沈溪看到了淩晨,才把所有的藥方子全部都仔細的看完了,推測出來了好幾種情況。
她需要從那些情況裏麵,找出正確的那一種,不然的話寫出來的藥方子,很有可能會讓白辛夷的情況變得更加糟糕。
這也就是為什麽白辛夷回到了北地白家之後,接受了那麽多的治療,非但沒有治療成功,反而又繼續昏迷了。
沈溪立即拿著寫出來的單子跑去了白辛夷病房旁邊的臨時藥房。
武良看到沈溪這麽急急忙忙的樣子,趕忙跟隨在她身後。
“會長,現在是淩晨,天都還沒有亮,你這麽急著睡哪兒呀?”
沈溪邊跑邊道:“我找出了好幾種情況,現在想要去白辛夷那裏好好的檢測一番。”
武良聞言,蹙著眉頭,語氣不是很好,“會長,你不會是一夜都沒有睡吧?白辛夷說到底和我們沒有任何的關係,你為他付出這麽多,值得嗎”
“他就算到時候身體好過來了,憑著他之前受到了那麽多的損傷,也不可能成為北地白家的族長。”
“反倒是白承宇看起來有點謀略,說不定未來會成為北地白家的族長,他才是我們值得相交的人呀!”
沈溪聽到這話,頓了一下,隨即才開口。
“白承宇,他不行!他這個人不識好歹,恩將仇報,無論如何他都不可能成為北地白家的族長,要是有人要推舉他成為族長的話,我一定會暗中阻止的。”

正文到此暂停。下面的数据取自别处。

PR #2813, opened 2026-08-25
fix(scorecard): count maturity carry-forward tasks in the Confluence scorecard

bai-uipath:
The Coding-Agents scorecard has been under-reporting every product row. Bianca spotted it on Licensing, which the card showed as 3/3 when 12 licensing tasks exist — but the cause is not licensing-specific and it moves the headline number too.

On a `--skip-mature` night the nightly runner does not re-run a task that has passed five runs in a row; it carries the task forward as a passing row so the denominator stays at the full authored suite size. The scorecard was discarding all of those rows, because they are the one kind of row that does not carry a variant id and the card scores a single variant. On the two most recent affected nightlies that silently removed 45% and 71% of the run before anything was counted.

The published pass rate therefore disagreed with evalboard for the same run — 90.3% vs 97.2% on 2026-08-21 — because evalboard counts carried rows and the card did not. This change makes the card agree.

The two columns are kept on different bases, because they mean different things. Tests Pass/Fail and the tier splits count a carried task as a pass on the full known basis, which is the org card's own definition of the column. Every eval score and every mean stays executed-only, because a carried row's score is a uniform synthetic 1.0 rather than a measurement, and averaging those in inflated the overall mean by up to 24.6pp.

It also makes the carried share visible rather than implicit. A product row that rests entirely on carried passes has no fresh signal that night, and the card should say so instead of presenting it as a green measurement.

The guard is permanent, not a stopgap: every run.json already in blob storage lacks the field, so any historical run scored through this command needs it regardless of what the runner writes going forward.

## Testing

No CI covers `.claude/commands/`, so this was verified by extracting the command's Phase 1 script from both `origin/main` and this branch and running each against the same real nightly `run.json`, pulled from the `coderevaltests` / `runs` blob container.

**Affected night (`2026-08-21_04-55-29`), where maturity skipping is active:**

| | `origin/main` | this branch |
|---|---|---|
| licensing | 3/3 | **12/12** (9 carried) |
| uipath-platform | 31/39 | **93/101** (62 carried) |
| headline pass rate | 318/352, 90.3% | **1174/1208, 97.2%** |
| overall mean | 94.5% | 94.5%, unchanged |
| per-skill eval cells differing from `main` | | **0 of 32** |

**Regression check, full run with zero mature skips (`2026-08-24_04-15-29`):** every number is unchanged, and 0 of 35 skills differ. On nights where maturity is not active this change is inert.

**Evalboard parity:** evalboard counts every `task_results` row with no variant filter, which computes to 1174/1208, 1162/1220 and 813/1229 across the three runs checked. This branch reproduces all three exactly; `origin/main` matches none of them.

The scope is deliberately narrow: **only Tests Pass/Fail and the tier splits move.** Every Build / Operate / Troubleshoot cell and every mean is byte-identical to what `main` produces today, on both runs.

One thing worth a reviewer's attention: the current script already prints `dropped variant None: 856 distinct tasks` on an affected run, so it detected the discard and announced it. Nuance 5 attributes the disjoint-variant case to an activation/second-phase set, which made the warning read as expected behavior rather than data loss. That is how this went unnoticed.

For context, the manually published 2026-08-24 card already reports both bases by hand (`2/2 exec · 12/12 known` for Licensing) and already keeps its means executed-only. This change encodes that existing practice into the command so it does not have to be redone each week.


uipreliga (approved):
🚢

武良聞言,猜測著肯定是沈溪昨天被人暗殺的時候發生了什麽事情,才讓她會有這樣的想法。
“對不起,會長,我不該武斷決定的!”
“沒事兒,以後跟在我身邊仔細的多學多看就行了!”
沈溪倒是沒有怪武良,接著繼續跑向白辛夷病房旁邊。
來到這裏之後,武泰從周圍走了出來。
沈溪便問著武泰:“你守在這裏的這段時間,白辛夷旁邊的那些護衛沒有做出什麽異常的舉動吧?”